WHAT IS EXPECTED ▸
Which lines in the records below mention the word "router"? Copy each one out.

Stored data
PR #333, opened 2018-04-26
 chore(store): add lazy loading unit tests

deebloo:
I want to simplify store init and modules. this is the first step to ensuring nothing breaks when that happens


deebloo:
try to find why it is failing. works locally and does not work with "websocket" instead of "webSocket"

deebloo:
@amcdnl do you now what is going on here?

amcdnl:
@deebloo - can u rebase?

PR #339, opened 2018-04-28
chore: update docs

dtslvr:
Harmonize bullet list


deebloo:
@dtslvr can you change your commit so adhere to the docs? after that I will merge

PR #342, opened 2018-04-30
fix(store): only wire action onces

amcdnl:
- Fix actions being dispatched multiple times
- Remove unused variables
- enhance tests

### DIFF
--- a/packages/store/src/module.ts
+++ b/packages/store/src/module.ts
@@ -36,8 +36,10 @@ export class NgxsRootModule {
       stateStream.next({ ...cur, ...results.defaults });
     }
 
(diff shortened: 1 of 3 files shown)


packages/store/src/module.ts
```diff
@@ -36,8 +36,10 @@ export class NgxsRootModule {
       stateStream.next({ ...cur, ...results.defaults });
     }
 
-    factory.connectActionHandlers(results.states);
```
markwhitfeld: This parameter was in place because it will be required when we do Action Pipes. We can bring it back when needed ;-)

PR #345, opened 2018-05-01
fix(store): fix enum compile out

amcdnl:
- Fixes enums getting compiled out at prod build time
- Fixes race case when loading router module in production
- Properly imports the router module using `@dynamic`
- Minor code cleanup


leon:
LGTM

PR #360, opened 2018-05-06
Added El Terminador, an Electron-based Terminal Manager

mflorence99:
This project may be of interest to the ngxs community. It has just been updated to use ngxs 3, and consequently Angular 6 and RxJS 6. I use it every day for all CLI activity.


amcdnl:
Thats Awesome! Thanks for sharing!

EXERCISE RESULT ▸
- Fixes race case when loading router module in production
- Properly imports the router module using `@dynamic`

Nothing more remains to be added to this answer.